Copyright on APIs and header files?

[US] Supreme Court won’t weigh in on Oracle-Google API copyright battle (Ars Technica) – Lower court to decide if API utilization is copyright infringement or fair use.

The dispute centers on Google copying names, declarations, and header lines of the Java APIs in Android.

This is such a bad idea.  APIs (Application Programming Interfaces) are fundamental to interoperability – they describe how two programs, or a program and a function library, or a program/library and an operating system kernel, or two distant computers, can interact.

Years ago some people were trying to make an argument that communication through a published protocol (remote API) constituted “linking” – that is, an application would be regarded as being linked with (for instance) a database server through the mere act of talking to it. Linking in programming is generally combining an application with libraries in a single package, and in licensing it has a special meaning. The GPL (GNU General Public License) and others “kick in” when a program is linked – that is, any linked components must be compatible with the license.

To give you an idea of how stuffed the idea of regarding protocol/API communications as linking is, it would mean that a web browser (say Internet Explorer) is linked to Apache web server through the HTTP protocol. Aside from becoming a licensing quagmire, it was just beyond daft.

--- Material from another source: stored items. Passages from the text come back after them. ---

PR #467, opened 2024-11-22
feat(ecmascript): Array.prototype.toSorted

CarrotzRule123:
This PR implements `Array.prototype.toSorted`


load1n9 (approved):
LGTM!

nova_vm/src/ecmascript/builtins/indexed_collections/array_objects/array_prototype.rs
```diff
@@ -3034,13 +3034,57 @@ impl ArrayPrototype {
...
+        //     that captures comparator and performs the following steps when
+        //     called:
+        //       a. Return ? CompareArrayElements(x, y, comparator).
+        // 6. Let sortedList be ? SortIndexedProperties(O, len, SortCompare, read-through-holes).
+        let sorted_list: Vec<Value> =
+            sort_indexed_properties::<false, false>(agent, gc.reborrow(), o, len, comparator)?;
+        // 7. Let j be 0.
+        let mut j = 0;
+        // 8. Repeat, while j < len,
+        while j < len {
```
aapoalas, line 3073: **suggestion:** You can add a fast path if `a` is `Value::Array` where you take Array slice `as_mut` and copy from the `sorted_list` directly.

aapoalas (approved):
LGTM! One suggestion for a fast path.

nova_vm/src/ecmascript/builtins/indexed_collections/array_objects/array_prototype.rs
CarrotzRule123: `array_create` always returns an `Array` tho, does that mean I should take the fast path every time?

aapoalas: Yup :)

And this is actually to be expected: The spec uses `!` (`unwrap()` for us) because it knows exactly what path the code will take. It knows that the data property doesn't already exist and that the array being created isn't a Proxy. Because this is `CreateDataProperty` which is equivalent to `Object.defineProperty` it also means that no setters are called. Effectively, no JavaScript code can run here.

Thus, we too can simply take the path of "least resistance" and directly do what the code would end up doing anyway, which is to write data into the Array backing store.

CarrotzRule123: Doesn't that mean everything after 7. is unreachable?

aapoalas: Well, not "unreachable" in the sense that it shouldn't happen but yeah, it's "unreachable" in the sense that we don't need to do those things concretely as written by the spec.

If you want to verify that what we're doing here is correct, the spec path is basically this:
1. Loop over j = 0..len
2. Get j'th Value from sorted Values
3. Call https://tc39.es/ecma262/#sec-createdatapropertyorthrow with that Value
4. Call https://tc39.es/ecma262/#sec-createdataproperty
5. Call https://tc39.es/ecma262/#sec-array-exotic-objects-defineownproperty-p-desc
    - Here we take path 2.h.
6. Call https://tc39.es/ecma262/#sec-ordinarydefineownproperty
    - Here we take path 2.d.i with `[[Writable]]: true, [[Enumerable]]: true, [[Configurable]]: true` and return `true` from 2.e.

And since in Nova we avoid storing `WEC` descriptors when all the values are true, the only data we store in OrdinaryDefineOwnProperty's step 2.d.i is the value itself, and we store that into the Array's backing store.

So, in the end we do:
1. Loop over j = 0..len
2. Get j'th Value from sorted Values
3. Store that Value to Array's backing store.

CarrotzRule123: Alright, thanks for the explanation!

aapoalas (approved):
LGTM, thank you very much. Great stuff <3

The reason I bring this up is that essentially, the Oracle lawsuit tries the same again, via a slightly different route. The results are very similar.

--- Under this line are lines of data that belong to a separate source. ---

PR #181, opened 2017-10-12
Remove component scan

### LINKED ISSUE #134: Remove component scan
In favour of having proper control of configs and beans, remove scanning and use combination of auto-configs and imported configs.

All this makes life easier when creating proper tests and not trying to test whole app as a black box.

jvalkeal:
- Similarly as in scdf server, introduce EnableSkipperServer,
  its Marker auto-config bean with EnableSkipperServerConfiguration
  and SkipperServerAutoConfiguration which imports SkipperServerConfiguration
  which have manually defined beans which used to be scanned.
- Fix tests which relied on full auto-config. These tests now
  add only needed auto-config classes and further tests
  can have better control what tests actually do.
- SkipperServerApplication was moved under `app` package for
  scan not to happen with @SpringBootApplication. This now uses
  @EnableSkipperServer.
- NOTE: SkipperServerApplication should be in its own module which
  only produces a fat-jar. I didn't want to do this now as it needs
  a rename of `spring-cloud-skipper-server` to `spring-cloud-skipper-server-core`
  causing impossible review as every path changes. When this rename is done
  in future, then only SkipperServerApplication stays in `spring-cloud-skipper-server`.
- Fixes #134

### DIFF
--- a/spring-cloud-skipper-server/src/main/java/org/springframework/cloud/skipper/server/app/SkipperServerApplication.java
+++ b/spring-cloud-skipper-server/src/main/java/org/springframework/cloud/skipper/server/app/SkipperServerApplication.java
@@ -13,24 +13,21 @@
  * See the License for the specific language governing permissions and
  * limitations under the License.
  */
-package org.springframework.cloud.skipper.server;
+package org.springframework.cloud.skipper.server.app;
 
 import org.springframework.boot.SpringApplication;
-import org.springframework.boot.autoconfigure.EnableAutoConfiguration;
 import org.springframework.boot.autoconfigure.SpringBootApplication;
 import org.springframework.cloud.deployer.spi.cloudfoundry.CloudFoundryDeployerAutoConfiguration;
 import org.springframework.cloud.deployer.spi.kubernetes.KubernetesAutoConfiguration;
 import org.springframework.cloud.deployer.spi.local.LocalDeployerAutoConfiguration;
-import org.springframework.data.map.repository.config.EnableMapRepositories;
+import org.springframework.cloud.skipper.server.EnableSkipperServer;
 
-@SpringBootApplication
-@EnableAutoConfiguration(exclude = { CloudFoundryDeployerAutoConfiguration.class,
-		LocalDeployerAutoConfiguration.class, KubernetesAutoConfiguration.class })
-@EnableMapRepositories
+@SpringBootApplication(exclude = { CloudFoundryDeployerAutoConfiguration.class, LocalDeployerAutoConfiguration.class,
+		KubernetesAutoConfiguration.class })
+@EnableSkipperServer
 public class SkipperServerApplication {
 
 	public static void main(String[] args) {
 		SpringApplication.run(SkipperServerApplication.class, args);
 	}
-
 }
--- a/spring-cloud-skipper-server/src/main/java/org/springframework/cloud/skipper/server/config/SkipperServerAutoConfiguration.java
+++ b/spring-cloud-skipper-server/src/main/java/org/springframework/cloud/skipper/server/config/SkipperServerAutoConfiguration.java
@@ -1,0 +1,33 @@
+/*
+ * Copyright 2017 the original author or authors.
+ *
+ * Licensed under the Apache License, Version 2.0 (the "License");
+ * you may not use this file except in compliance with the License.
+ * You may obtain a copy of the License at
+ *
+ *      http://www.apache.org/licenses/LICENSE-2.0
+ *
+ * Unless required by applicable law or agreed to in writing, software
+ * distributed under the License is distributed on an "AS IS" BASIS,
+ * WITHOUT WARRANTIES OR CONDITIONS OF ANY KIND, either express or implied.
+ * See the License for the specific language governing permissions and
+ * limitations under the License.
+ */
+package org.springframework.cloud.skipper.server.config;
+
+import org.springframework.boot.autoconfigure.condition.ConditionalOnBean;
+import org.springframework.boot.autoconfigure.condition.ConditionalOnProperty;
+import org.springframework.context.annotation.Configuration;
+import org.springframework.context.annotation.Import;
+
+/**
+ * Auto-configuration for skipper server.
+ *
+ * @author Janne Valkealahti
+ */
+@Configuration
+@ConditionalOnBean(EnableSkipperServerConfiguration.Marker.class)
+@Import(SkipperServerConfiguration.class)
+@ConditionalOnProperty(prefix = "spring.cloud.skipper.server", name = "enabled", havingValue = "true", matchIfMissing = true)
+public class SkipperServerAutoConfiguration {
+}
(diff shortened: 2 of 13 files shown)


spring-cloud-skipper-server/src/main/java/org/springframework/cloud/skipper/server/config/SkipperServerConfiguration.java
```diff
@@ -46,20 +49,40 @@
...
  * @author Ilayaperumal Gopinathan
+ * @author Janne Valkealahti
  */
 @Configuration
 @EnableConfigurationProperties({ SkipperServerProperties.class, CloudFoundryPlatformProperties.class,
 		LocalPlatformProperties.class, KubernetesPlatformProperties.class,
 		MavenConfigurationProperties.class })
 @EntityScan({"org.springframework.cloud.skipper.domain", "org.springframework.cloud.skipper.server.domain"})
+@EnableMapRepositories(basePackages = "org.springframework.cloud.skipper.server.repository")
+@EnableJpaRepositories(basePackages = "org.springframework.cloud.skipper.server.repository")
```
ilayaperumalg: We didn't have `EnableJpaRepositories` before. Is this now added for fixing any specific issue?

spring-cloud-skipper-server/src/main/java/org/springframework/cloud/skipper/server/config/SkipperServerAutoConfiguration.java
```diff
@@ -0,0 +1,33 @@
...
+
+/**
+ * Auto-configuration for skipper server.
+ *
+ * @author Janne Valkealahti
+ */
+@Configuration
+@ConditionalOnBean(EnableSkipperServerConfiguration.Marker.class)
+@Import(SkipperServerConfiguration.class)
+@ConditionalOnProperty(prefix = "spring.cloud.skipper.server", name = "enabled", havingValue = "true", matchIfMissing = true)
```
ilayaperumalg: We have this property `spring.cloud.skpper.server.enabled` in SCDF to enable Skipper but I'd like to understand this property's usage inside Skipper itself given we already have `EnableSkipperServer` as an annotation.

spring-cloud-skipper-server/src/main/java/org/springframework/cloud/skipper/server/app/SkipperServerApplication.java
```diff
@@ -13,24 +13,21 @@
...
 import org.springframework.cloud.deployer.spi.kubernetes.KubernetesAutoConfiguration;
 import org.springframework.cloud.deployer.spi.local.LocalDeployerAutoConfiguration;
-import org.springframework.data.map.repository.config.EnableMapRepositories;
+import org.springframework.cloud.skipper.server.EnableSkipperServer;
 
-@SpringBootApplication
-@EnableAutoConfiguration(exclude = { CloudFoundryDeployerAutoConfiguration.class,
-		LocalDeployerAutoConfiguration.class, KubernetesAutoConfiguration.class })
-@EnableMapRepositories
+@SpringBootApplication(exclude = { CloudFoundryDeployerAutoConfiguration.class, LocalDeployerAutoConfiguration.class,
```
ilayaperumalg: It might be better to exclude these autoconfiguration classes inside the config (maybe the application.yml) rather than the main application here. That way, a custom main application with `EnableSkipperServer` would still need not exclude these autoconfiguration classes explicitly.

spring-cloud-skipper-server/src/main/java/org/springframework/cloud/skipper/server/config/SkipperServerAutoConfiguration.java
jvalkeal: just a way to disable auto-config if needed.

spring-cloud-skipper-server/src/main/java/org/springframework/cloud/skipper/server/config/SkipperServerConfiguration.java
jvalkeal: Didn't try any other way as you need to tell where repos as scanned. Previously full boot auto-config did the scanned from app itself.

spring-cloud-skipper-server/src/main/java/org/springframework/cloud/skipper/server/app/SkipperServerApplication.java
jvalkeal: Nope, we can't. You can't exclude anything within a config itself as that will just create a mess. Exclude needs to happen on a top level component(SkipperServerApplication) or with a property(we disabled SessionAutoConfiguration) in scdf that way. I'm more interested to know why those auto-configs had to be excluded.

ilayaperumalg: we want to have control over creating the deployer configuration and that's why we disable these deployer auto configurations explicitly.

jvalkeal: we should improve their auto-config so that we wouldn't need to disable.

spring-cloud-skipper-server/src/main/java/org/springframework/cloud/skipper/server/config/SkipperServerConfiguration.java
ilayaperumalg: I suspect we may not need this but we can verify this.

spring-cloud-skipper-server/src/main/java/org/springframework/cloud/skipper/server/app/SkipperServerApplication.java
ilayaperumalg: yeah, I agree that the deployer auto configurations are flexible enough to configure enable/disable based on some conditions. In the meantime, I think we are OK having this (with just a note that every main application needs to disable these auto configurations explicitly).

spring-cloud-skipper-server/src/main/java/org/springframework/cloud/skipper/server/config/SkipperServerConfiguration.java
ilayaperumalg: will verify this while merging.

ilayaperumalg:
LGTM, merging.

spring-cloud-skipper-server/src/main/java/org/springframework/cloud/skipper/server/config/SkipperServerConfiguration.java
ilayaperumalg: I could confirm the `EnableJpaRepositories` is indeed needed :-)

ilayaperumalg:
Rebased and merged as 5142c715a4890e1876674555c0f6c75c759b8e06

Note that of course this is just a legal case in USA, but I do hope that the lower court finds that it’s at least within “fair use”. It could still be problematic because other countries don’t have equivalent fair-use built in to their copyright legislation. Thus, if Oracle (or others) were to pursue this same topic in other jurisdictions, it’d be very messy.

The concept of an API is not specific to computer programs. Companies have business processes (for interacting with other companies and individuals), which perform exactly the same tasks. Think of the flow of a quote, purchase order, delivery, invoice, etc. Would it be sensible to copyright an “implementation” of that, and thus potentially see someone decide whether you can use it, and if so, for what fee?

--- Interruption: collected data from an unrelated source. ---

PR #184, opened 2017-10-13
Check if package exists before update

### LINKED ISSUE #179: update needs to guard against not finding package metadata
In the update method
`packageMetadataRepository		.findByNameAndVersion`

can return null.  Add a null check (as in install) or add another custom repository method that will throw an exception.  findByNameAndVersionRequired...

ilayaperumalg:
- Throw SkipperException if the package with the name/version doesn't exist
 - Refactor the existing check in install and re-use it for the upgrade as well
 - Add tests

Resolves #179


jvalkeal:
lgtm

jvalkeal:
squashed and merged per https://github.com/spring-cloud/spring-cloud-skipper/commit/aef45d3e3be2699e4a02c7c1a212c539521e589c

PR #185, opened 2017-10-13
Fix search query in packageMetadata repo

### LINKED ISSUE #177: search command is not doing basic 'like' matching for package names
`search --name tim` does not return time.

ilayaperumalg:
- Use `findByNameContainingIgnoreCase` instead of `findByNameLike`

Resolves #177


jvalkeal:
lgtm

There are standards and arrangements for almost everything around us – letters fit in mailboxes, cars fit on our roads and parking lots. Those are both interesting examples because we know that some cases don’t adhere to these boundaries and it causes trouble. A car can be way too big for common parking spots.

In a nutshell, I reckon that if this were to be upheld, the law needs to be adjusted. It’s neither practical, nor beneficial to our society or economy.